**Material provided:**
• • • • • • •
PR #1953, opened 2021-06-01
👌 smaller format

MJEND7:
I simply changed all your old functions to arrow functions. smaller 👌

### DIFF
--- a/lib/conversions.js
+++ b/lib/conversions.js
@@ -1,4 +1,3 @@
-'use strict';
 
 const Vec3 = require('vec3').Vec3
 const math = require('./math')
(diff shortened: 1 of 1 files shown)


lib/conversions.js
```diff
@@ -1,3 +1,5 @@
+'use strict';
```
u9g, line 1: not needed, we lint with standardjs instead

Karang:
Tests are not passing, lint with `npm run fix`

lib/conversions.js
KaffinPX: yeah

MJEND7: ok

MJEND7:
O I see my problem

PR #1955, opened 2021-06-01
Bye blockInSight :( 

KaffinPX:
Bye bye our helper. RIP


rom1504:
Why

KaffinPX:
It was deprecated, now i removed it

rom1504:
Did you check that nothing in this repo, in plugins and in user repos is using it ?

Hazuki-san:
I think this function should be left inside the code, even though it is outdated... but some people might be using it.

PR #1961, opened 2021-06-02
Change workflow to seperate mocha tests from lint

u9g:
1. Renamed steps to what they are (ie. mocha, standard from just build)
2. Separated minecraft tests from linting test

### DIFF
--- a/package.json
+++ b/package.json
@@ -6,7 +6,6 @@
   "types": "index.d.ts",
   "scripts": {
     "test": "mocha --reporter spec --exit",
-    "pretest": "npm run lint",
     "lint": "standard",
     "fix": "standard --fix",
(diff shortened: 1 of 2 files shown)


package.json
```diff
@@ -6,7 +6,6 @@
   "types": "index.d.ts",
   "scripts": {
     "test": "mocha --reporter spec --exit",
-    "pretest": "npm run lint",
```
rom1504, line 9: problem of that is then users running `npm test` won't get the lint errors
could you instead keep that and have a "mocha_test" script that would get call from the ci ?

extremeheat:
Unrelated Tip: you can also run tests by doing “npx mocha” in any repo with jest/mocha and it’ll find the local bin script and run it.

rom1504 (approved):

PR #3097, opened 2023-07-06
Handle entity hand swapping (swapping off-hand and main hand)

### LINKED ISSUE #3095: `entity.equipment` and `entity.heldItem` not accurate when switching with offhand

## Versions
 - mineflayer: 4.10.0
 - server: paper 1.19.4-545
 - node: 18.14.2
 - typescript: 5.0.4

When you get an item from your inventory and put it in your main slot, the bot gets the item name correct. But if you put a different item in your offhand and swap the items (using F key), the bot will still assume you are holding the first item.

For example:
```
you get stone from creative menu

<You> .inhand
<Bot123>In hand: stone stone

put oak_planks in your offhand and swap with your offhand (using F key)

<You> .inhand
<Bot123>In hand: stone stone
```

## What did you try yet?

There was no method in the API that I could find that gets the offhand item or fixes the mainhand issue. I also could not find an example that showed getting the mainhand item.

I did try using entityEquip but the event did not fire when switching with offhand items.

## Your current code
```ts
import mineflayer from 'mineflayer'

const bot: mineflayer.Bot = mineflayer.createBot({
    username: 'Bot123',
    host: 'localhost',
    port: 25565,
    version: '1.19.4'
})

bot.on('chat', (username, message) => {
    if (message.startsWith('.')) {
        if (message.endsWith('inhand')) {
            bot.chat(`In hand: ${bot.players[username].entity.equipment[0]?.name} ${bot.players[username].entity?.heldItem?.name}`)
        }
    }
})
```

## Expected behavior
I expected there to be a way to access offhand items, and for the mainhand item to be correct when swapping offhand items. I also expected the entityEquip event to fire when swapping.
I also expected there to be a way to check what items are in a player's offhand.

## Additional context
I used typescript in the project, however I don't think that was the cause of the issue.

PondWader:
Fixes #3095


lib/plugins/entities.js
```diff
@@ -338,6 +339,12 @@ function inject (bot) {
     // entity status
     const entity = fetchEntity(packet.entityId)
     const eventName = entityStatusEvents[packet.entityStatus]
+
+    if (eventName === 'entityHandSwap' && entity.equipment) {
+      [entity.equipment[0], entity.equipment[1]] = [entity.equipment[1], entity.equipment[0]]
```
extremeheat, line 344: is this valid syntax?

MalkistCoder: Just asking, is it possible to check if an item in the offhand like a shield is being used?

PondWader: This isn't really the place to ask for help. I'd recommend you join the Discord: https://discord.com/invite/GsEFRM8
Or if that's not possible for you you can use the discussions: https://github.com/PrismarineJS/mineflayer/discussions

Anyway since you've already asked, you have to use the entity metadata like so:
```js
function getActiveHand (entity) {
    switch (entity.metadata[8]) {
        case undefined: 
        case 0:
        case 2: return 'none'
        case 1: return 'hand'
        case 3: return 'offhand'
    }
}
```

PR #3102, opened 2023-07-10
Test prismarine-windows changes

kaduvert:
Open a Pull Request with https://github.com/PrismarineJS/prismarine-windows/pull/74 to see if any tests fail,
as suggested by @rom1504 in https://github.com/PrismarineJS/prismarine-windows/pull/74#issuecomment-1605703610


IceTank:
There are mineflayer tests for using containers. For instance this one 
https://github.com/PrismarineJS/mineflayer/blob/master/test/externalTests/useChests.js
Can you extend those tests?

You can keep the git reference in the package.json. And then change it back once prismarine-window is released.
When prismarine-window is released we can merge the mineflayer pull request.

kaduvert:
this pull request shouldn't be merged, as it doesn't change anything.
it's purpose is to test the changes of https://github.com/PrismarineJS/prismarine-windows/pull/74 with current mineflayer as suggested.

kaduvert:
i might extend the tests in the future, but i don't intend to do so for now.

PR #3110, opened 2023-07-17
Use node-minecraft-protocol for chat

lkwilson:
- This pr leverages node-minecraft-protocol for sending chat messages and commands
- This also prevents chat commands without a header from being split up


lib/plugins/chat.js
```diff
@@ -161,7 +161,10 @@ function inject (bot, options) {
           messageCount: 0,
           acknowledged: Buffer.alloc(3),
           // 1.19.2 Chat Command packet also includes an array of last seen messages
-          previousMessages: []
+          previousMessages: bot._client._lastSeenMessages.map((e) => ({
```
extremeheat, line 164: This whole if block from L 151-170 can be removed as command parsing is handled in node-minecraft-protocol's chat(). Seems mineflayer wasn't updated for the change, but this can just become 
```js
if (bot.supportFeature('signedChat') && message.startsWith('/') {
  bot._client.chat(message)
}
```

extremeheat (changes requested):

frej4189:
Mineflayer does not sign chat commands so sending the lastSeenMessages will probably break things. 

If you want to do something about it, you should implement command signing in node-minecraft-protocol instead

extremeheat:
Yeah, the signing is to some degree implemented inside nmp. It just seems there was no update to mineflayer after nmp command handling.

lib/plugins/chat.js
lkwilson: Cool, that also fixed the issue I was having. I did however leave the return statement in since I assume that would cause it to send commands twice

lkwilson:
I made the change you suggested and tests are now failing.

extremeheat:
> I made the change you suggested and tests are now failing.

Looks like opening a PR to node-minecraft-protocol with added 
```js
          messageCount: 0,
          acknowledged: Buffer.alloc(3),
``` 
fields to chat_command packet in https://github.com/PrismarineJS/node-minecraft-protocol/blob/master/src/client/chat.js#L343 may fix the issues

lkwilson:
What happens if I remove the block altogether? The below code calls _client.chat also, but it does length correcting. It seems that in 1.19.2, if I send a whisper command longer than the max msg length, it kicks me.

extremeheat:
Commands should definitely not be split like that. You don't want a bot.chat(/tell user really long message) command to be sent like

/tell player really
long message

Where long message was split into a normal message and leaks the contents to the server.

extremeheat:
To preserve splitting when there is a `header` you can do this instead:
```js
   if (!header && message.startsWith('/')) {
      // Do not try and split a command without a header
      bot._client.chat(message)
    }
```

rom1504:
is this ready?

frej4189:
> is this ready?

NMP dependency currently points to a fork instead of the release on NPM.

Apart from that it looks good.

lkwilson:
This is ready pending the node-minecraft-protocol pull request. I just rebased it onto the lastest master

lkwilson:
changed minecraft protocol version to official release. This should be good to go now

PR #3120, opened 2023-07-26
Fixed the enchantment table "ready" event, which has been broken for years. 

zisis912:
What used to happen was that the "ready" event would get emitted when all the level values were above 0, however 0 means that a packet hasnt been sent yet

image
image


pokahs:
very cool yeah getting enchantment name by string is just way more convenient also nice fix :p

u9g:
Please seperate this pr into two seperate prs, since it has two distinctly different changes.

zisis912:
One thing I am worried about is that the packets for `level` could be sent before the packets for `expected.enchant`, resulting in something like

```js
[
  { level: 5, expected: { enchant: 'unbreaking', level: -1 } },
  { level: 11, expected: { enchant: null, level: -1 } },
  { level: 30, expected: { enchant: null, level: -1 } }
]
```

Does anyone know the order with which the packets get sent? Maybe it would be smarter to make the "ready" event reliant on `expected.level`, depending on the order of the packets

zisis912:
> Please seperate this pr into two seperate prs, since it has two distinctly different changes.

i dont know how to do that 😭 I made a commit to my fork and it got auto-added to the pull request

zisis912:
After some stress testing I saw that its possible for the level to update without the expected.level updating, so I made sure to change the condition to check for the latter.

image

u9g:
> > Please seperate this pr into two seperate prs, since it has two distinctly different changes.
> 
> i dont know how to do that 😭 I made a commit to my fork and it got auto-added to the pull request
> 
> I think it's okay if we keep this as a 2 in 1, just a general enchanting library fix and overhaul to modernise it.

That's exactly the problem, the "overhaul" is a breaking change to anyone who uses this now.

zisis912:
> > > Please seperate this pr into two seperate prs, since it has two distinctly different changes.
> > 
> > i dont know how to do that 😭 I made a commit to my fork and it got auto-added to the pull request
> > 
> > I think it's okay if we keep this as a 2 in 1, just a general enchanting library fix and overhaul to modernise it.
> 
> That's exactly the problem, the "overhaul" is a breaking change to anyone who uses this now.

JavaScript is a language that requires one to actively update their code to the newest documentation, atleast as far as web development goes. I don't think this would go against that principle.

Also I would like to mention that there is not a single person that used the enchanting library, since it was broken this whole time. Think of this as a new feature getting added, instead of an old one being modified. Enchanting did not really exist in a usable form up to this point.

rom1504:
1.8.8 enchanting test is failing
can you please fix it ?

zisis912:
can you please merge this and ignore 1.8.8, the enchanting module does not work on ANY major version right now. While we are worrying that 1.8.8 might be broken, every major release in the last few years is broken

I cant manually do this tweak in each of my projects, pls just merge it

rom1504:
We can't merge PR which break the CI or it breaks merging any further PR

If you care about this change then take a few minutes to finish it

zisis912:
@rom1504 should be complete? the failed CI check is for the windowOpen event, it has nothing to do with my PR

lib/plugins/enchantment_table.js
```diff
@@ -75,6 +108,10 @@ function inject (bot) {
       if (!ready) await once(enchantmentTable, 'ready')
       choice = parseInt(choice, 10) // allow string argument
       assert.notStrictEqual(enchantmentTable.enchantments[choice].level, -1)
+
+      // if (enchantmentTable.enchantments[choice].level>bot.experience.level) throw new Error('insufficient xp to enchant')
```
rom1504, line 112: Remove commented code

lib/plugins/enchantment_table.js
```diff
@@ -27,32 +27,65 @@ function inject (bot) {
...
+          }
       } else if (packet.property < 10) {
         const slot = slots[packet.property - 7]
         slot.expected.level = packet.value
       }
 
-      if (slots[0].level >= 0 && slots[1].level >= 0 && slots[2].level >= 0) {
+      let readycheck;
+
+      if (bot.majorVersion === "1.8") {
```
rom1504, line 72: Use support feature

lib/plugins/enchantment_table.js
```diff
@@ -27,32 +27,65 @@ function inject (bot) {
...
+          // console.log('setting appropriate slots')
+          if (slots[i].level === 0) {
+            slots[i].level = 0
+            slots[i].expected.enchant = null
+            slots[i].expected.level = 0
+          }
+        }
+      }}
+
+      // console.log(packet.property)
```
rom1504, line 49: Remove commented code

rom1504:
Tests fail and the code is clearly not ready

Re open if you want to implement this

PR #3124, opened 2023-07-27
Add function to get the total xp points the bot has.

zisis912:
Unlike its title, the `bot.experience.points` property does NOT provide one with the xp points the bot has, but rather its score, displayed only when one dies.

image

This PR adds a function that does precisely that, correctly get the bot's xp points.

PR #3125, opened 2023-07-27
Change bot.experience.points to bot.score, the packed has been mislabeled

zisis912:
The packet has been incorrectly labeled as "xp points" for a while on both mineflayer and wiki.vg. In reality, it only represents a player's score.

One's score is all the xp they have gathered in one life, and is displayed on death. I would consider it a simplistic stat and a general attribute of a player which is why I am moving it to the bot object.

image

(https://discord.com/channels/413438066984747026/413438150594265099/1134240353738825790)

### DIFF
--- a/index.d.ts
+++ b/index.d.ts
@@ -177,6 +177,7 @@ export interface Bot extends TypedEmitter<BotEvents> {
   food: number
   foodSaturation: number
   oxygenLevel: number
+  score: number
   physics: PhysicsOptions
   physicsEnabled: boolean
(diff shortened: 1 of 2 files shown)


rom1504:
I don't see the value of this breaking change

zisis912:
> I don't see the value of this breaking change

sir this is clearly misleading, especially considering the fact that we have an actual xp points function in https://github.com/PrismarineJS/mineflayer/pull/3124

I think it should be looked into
• • • • • • •
**What is expected:** In the listing above, please copy exactly the lines from the first through the one that contains "PR #1961, opened 2021-06-02", and no others.

**Written reply:**
PR #1953, opened 2021-06-01
👌 smaller format

MJEND7:
I simply changed all your old functions to arrow functions. smaller 👌

### DIFF
--- a/lib/conversions.js
+++ b/lib/conversions.js
@@ -1,4 +1,3 @@
-'use strict';
 
 const Vec3 = require('vec3').Vec3
 const math = require('./math')
(diff shortened: 1 of 1 files shown)


lib/conversions.js
```diff
@@ -1,3 +1,5 @@
+'use strict';
```
u9g, line 1: not needed, we lint with standardjs instead

Karang:
Tests are not passing, lint with `npm run fix`

lib/conversions.js
KaffinPX: yeah

MJEND7: ok

MJEND7:
O I see my problem

PR #1955, opened 2021-06-01
Bye blockInSight :( 

KaffinPX:
Bye bye our helper. RIP


rom1504:
Why

KaffinPX:
It was deprecated, now i removed it

rom1504:
Did you check that nothing in this repo, in plugins and in user repos is using it ?

Hazuki-san:
I think this function should be left inside the code, even though it is outdated... but some people might be using it.

PR #1961, opened 2021-06-02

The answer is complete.